* [How to complete this task]:
Only the stretch of the listing below that runs from the line with "-3,47 +3,54 @@" through the line with "ebssurrogate spot instances" is to be printed, exactly and with both ends.

* [Extracted entries]:
PR #8478, opened 2019-12-10
Update CHANGELOG.md

nywilken:
This PR simply updates the CHANGELOG on master. These changes are usually committed directly to master, but I am opening a PR since this is my first time updating the CHANGELOG. Once approved this PR should be rebased and merged to avoid the merge commit.

### DIFF
--- a/CHANGELOG.md
+++ b/CHANGELOG.md
@@ -3,47 +3,54 @@
 ### IMPROVEMENTS:
 * builder/amazon: Add no_ephemeral template option to remove ephemeral drives
     from launch mappings. [GH-8393]
-* builder/amazon: Add validation for `subnet_id` when specifying `vpc_id`
+* builder/amazon: Add validation for "subnet_id" when specifying "vpc_id"
     [GH-8360] [GH-8387] [GH-8391]
 * builder/amazon: allow enabling ena/sr-iov on ebssurrogate spot instances
     [GH-8397]
 * builder/amazon: Retry runinstances aws api call to mitigate throttling
     [GH-8342]
+* builder/hyperone: Update builder schema and tags [GH-8444]
 * builder/qemu: Add display template option for qemu. [GH-7676]
+* builder/qemu: Add fixer to convert disk size from int to string [GH-8390]
 * builder/qemu: When a user adds a new drive in qemuargs, process it to make
     sure that necessary settings are applied to that drive. [GH-8380]
 * builder/vmware: Fix error message when ovftool is missing [GH-8371]
+* core: Cleanup logging for external plugins [GH-8471]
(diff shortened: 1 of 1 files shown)


CHANGELOG.md
```diff
@@ -3,47 +3,57 @@
...
 * provisioner/shell-local: Add "valid_exit_codes" option to shell-local.
     [GH-8401]
-* provisioner/shell: Add support for the `env_var_format` parameter [GH-8319]
+* provisioner/shell: Add support for the "env_var_format" parameter [GH-8319]
 
 ### BUG FIXES:
+* builder/amazon: Fix request retry mechanism to launch aws instance [GH-8430]
 * builder/hyperv: Fix bug in checking VM name that could cause flakiness if
     many VMs are defined. [GH-8357]
+* builder/qemu: Set default disk size in Megabytes if no suffix is provided
```
SwampDragons: Changes that are internal only, or only happened between versions and reverted, don't need to go into the changelog.  In this case, we always defaulted to Megabytes before and the accidental Bytes-default regression only happened on the master branch between 1.4.5 and 1.5.0 so there's no need to call it out in the log.

CHANGELOG.md
```diff
@@ -3,47 +3,57 @@
...
+* builder/hyperone: Update builder schema and tags [GH-8444]
 * builder/qemu: Add display template option for qemu. [GH-7676]
+* builder/qemu: Add fixer to convert disk size from int to string [GH-8390]
 * builder/qemu: When a user adds a new drive in qemuargs, process it to make
     sure that necessary settings are applied to that drive. [GH-8380]
 * builder/vmware: Fix error message when ovftool is missing [GH-8371]
+* core: Cleanup logging for external plugins [GH-8471]
 * core: Various fixes to error handling. [GH-8343] [GH-8333] [GH-8316]
     [GH-8354] [GH-8361] [GH-8363] [GH-8370]
+* post-processor/digitalocean-import: Drop unused test functions [GH-8474]
```
SwampDragons: Since this is a no-op change, it doesn't need to get included in the changelog. Pruning dead code doesn't affect users, and therefore mentioning it just adds noise.

CHANGELOG.md
nywilken: Okay, that makes a lot of sense. Thanks for calling it out. I'll update and drop this entry.

CHANGELOG.md
nywilken: :+1:

nywilken:
@SwampDragons thanks for the review. That was the info I was hoping to get from opening it up this PR. I dropped the two entries you pointed out. Let me know if its cool to rebase and merge.

SwampDragons:
Perfect. :shipit:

* [Task result]:
@@ -3,47 +3,54 @@
 ### IMPROVEMENTS:
 * builder/amazon: Add no_ephemeral template option to remove ephemeral drives
     from launch mappings. [GH-8393]
-* builder/amazon: Add validation for `subnet_id` when specifying `vpc_id`
+* builder/amazon: Add validation for "subnet_id" when specifying "vpc_id"
     [GH-8360] [GH-8387] [GH-8391]
 * builder/amazon: allow enabling ena/sr-iov on ebssurrogate spot instances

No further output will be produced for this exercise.